CN220640296U - Quantitative split charging device for dry powder mortar processing - Google Patents

Abstract

The utility model discloses a quantitative split charging device for dry powder mortar processing, which comprises four groups of supporting legs, device frames, storage barrels and stirring components, wherein the top ends of the four groups of supporting legs are provided with the device frames, the storage barrels are arranged in the device frames, and the stirring components are arranged on the storage barrels; the stirring assembly comprises a driving motor, a transmission rod, a connecting column and a scraping plate, and the driving motor is installed on one side of the device frame. According to the utility model, the stirring assembly is arranged, the transmission rod rotates, the connecting column and the scraping plate rotate together, dry powder mortar is stirred in the storage barrel, the scraping plate is attached to the inner wall of the storage barrel, the dry powder mortar can be prevented from adhering to the inner wall of the storage barrel, meanwhile, the dry powder mortar is kept loose in the storage barrel, caking is prevented, discharging is prevented, the transmission rod rotates along with the connecting rod through the belt pulley, and the connecting disc rotates along with the connecting rod, so that the dry powder mortar in the groove of the connecting disc is discharged.

Description

Quantitative split charging device for dry powder mortar processing

Technical Field

The utility model relates to the technical field of dry powder mortar split charging, in particular to a quantitative split charging device for dry powder mortar processing.

Background

The dry powder mortar is a granular or powdery material which is formed by physically mixing aggregate (such as quartz sand) subjected to drying and screening treatment, inorganic cementing material (such as cement) and additive (such as polymer) according to a certain proportion, is transported to a construction site in a bag or bulk mode, and can be directly used after being mixed with water. Also known as mortar dry powder, dry-mixed mortar, dry-mixed powder, and some building adhesives are of this type. The dry powder mortar plays roles of bonding, lining, protection and decoration in a thin layer in the construction industry, and has extremely wide application in construction and decoration engineering.

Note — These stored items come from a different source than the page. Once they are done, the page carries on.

PR #1390, opened 2021-05-26
State reset

MDrakos:
https://www.pivotaltracker.com/story/show/178222863

### DIFF
--- a/cmd/state/internal/cmdtree/reset.go
+++ b/cmd/state/internal/cmdtree/reset.go
@@ -12,8 +12,8 @@ func newResetCommand(prime *primer.Values) *captain.Command {
 
 	return captain.NewCommand(
 		"reset",
-		locale.Tl("reset_title", "Restting commit"),
-		locale.Tl("reset_description", "Reset to the most recent remote commit"),
+		locale.Tl("reset_title", "Reset to Same Commit as Platform Project"),
+		locale.Tl("reset_description", "Reset local checkout to be equal to the project on the platform."),
 		prime.Output(),
 		prime.Config(),
 		[]*captain.Flag{},
--- a/cmd/state/internal/cmdtree/reset.go
+++ b/cmd/state/internal/cmdtree/reset.go
@@ -1,0 +1,25 @@
+package cmdtree
+
+import (
+	"github.com/ActiveState/cli/internal/captain"
+	"github.com/ActiveState/cli/internal/locale"
+	"github.com/ActiveState/cli/internal/primer"
+	"github.com/ActiveState/cli/internal/runners/reset"
+)
+
+func newResetCommand(prime *primer.Values) *captain.Command {
+	runner := reset.New(prime)
+
+	return captain.NewCommand(
+		"reset",
+		locale.Tl("reset_title", "Restting commit"),
+		locale.Tl("reset_description", "Reset to the most recent remote commit"),
+		prime.Output(),
+		prime.Config(),
+		[]*captain.Flag{},
+		[]*captain.Argument{},
+		func(ccmd *captain.Command, args []string) error {
+			return runner.Run()
+		},
+	).SetGroup(VCSGroup)
+}
--- a/internal/runners/reset/reset.go
+++ b/internal/runners/reset/reset.go
@@ -6,7 +6,6 @@ import (
 	"github.com/ActiveState/cli/internal/primer"
 	"github.com/ActiveState/cli/internal/prompt"
 	"github.com/ActiveState/cli/internal/runbits"
-	"github.com/ActiveState/cli/pkg/cmdlets/commit"
 	"github.com/ActiveState/cli/pkg/platform/authentication"
 	"github.com/ActiveState/cli/pkg/platform/model"
 	"github.com/ActiveState/cli/pkg/project"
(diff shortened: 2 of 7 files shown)


cmd/state/internal/cmdtree/reset.go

The dry powder mortar is packaged by the packaging device, and is easy to agglomerate in the device when stored in the packaging device, or moves on the inner wall, and the agglomeration of the dry powder mortar in the device can affect the discharge, so that the quantitative packaging device for dry powder mortar processing is provided.

Disclosure of Invention

The utility model aims to solve the defects in the prior art, and provides a quantitative split charging device for processing dry powder mortar.

In order to achieve the above purpose, the present utility model adopts the following technical scheme:

the quantitative split charging device for processing the dry powder mortar comprises four groups of supporting legs, device frames, storage barrels and stirring components, wherein the device frames are arranged at the top ends of the four groups of supporting legs, the storage barrels are arranged in the device frames, and the stirring components are arranged on the storage barrels;

the stirring assembly comprises a driving motor, a transmission rod, connecting columns and scraping plates, wherein the driving motor is installed on one side of the device frame, the transmission rod is connected with the inside of the storage barrel in a rotating mode, six groups of connecting columns are symmetrically installed on the transmission rod, and the scraping plates are installed at one ends of the connecting columns.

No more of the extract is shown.